## Exercise requirements
Gather every line of the entries that includes the word "would".

%%

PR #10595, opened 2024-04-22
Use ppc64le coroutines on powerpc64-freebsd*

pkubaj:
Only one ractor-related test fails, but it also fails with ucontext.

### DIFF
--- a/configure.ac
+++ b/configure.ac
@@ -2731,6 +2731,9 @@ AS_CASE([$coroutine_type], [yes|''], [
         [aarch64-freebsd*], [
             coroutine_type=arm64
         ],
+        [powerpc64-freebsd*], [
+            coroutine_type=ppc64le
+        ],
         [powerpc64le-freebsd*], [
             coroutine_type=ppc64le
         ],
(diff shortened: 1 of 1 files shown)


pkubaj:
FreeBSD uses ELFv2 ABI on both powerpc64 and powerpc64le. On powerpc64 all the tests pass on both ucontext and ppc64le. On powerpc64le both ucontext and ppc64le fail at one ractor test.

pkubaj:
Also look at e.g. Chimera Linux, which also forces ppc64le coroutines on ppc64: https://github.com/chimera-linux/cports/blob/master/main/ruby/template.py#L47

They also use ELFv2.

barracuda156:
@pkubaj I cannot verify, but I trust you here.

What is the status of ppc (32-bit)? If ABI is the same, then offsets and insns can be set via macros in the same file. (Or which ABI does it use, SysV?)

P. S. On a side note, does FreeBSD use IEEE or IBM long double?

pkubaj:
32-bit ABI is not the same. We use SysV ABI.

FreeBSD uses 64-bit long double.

%%
%%

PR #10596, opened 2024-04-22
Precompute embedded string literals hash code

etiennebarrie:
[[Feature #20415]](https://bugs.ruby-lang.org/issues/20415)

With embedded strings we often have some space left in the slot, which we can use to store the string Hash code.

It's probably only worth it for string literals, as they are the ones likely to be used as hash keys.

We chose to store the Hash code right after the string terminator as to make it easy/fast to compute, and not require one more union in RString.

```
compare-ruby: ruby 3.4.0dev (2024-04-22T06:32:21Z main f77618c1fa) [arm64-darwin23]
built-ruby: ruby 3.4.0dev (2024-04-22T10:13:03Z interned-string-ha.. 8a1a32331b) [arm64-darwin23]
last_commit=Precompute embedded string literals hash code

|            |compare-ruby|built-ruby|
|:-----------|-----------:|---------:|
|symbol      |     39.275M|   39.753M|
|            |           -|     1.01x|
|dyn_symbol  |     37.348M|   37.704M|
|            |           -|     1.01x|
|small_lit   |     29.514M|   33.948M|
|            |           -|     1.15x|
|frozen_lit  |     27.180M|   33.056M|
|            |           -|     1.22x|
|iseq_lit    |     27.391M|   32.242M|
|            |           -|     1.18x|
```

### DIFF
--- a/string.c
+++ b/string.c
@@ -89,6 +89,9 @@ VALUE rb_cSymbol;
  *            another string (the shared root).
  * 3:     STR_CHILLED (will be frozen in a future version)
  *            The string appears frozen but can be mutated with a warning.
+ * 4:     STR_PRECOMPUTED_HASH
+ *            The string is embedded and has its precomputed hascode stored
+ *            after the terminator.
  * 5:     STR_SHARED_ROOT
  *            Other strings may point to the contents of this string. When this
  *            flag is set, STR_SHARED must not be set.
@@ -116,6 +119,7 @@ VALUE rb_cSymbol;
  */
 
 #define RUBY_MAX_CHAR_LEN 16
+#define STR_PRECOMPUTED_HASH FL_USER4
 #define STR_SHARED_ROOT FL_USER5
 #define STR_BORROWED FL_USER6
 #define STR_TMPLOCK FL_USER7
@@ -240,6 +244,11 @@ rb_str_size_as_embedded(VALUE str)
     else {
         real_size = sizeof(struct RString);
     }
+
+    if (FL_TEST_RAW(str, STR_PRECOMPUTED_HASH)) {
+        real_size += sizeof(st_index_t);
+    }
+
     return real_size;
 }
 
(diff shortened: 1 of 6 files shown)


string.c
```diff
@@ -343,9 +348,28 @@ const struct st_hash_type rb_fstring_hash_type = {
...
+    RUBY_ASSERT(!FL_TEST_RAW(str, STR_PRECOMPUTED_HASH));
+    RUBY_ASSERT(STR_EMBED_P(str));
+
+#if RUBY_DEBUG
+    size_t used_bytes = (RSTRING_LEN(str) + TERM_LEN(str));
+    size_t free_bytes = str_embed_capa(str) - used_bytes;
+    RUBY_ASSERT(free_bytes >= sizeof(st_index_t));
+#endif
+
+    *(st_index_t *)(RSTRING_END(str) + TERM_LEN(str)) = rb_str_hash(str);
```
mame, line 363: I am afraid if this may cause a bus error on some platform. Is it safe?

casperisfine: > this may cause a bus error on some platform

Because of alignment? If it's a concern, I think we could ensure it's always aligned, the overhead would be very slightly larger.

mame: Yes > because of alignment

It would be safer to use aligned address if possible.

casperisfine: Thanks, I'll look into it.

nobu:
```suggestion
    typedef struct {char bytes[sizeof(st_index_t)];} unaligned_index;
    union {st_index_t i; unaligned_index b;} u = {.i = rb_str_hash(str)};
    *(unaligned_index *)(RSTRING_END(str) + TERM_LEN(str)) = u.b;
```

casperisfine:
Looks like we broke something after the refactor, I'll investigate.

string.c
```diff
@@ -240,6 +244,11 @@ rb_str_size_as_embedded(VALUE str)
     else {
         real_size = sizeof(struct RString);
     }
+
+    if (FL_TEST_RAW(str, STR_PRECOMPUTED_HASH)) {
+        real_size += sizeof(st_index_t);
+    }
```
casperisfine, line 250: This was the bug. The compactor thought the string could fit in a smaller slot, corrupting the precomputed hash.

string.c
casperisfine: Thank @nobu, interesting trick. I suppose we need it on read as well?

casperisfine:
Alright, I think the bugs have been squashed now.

%%

## Completed task
Because of alignment? If it's a concern, I think we could ensure it's always aligned, the overhead would be very slightly larger.
It would be safer to use aligned address if possible.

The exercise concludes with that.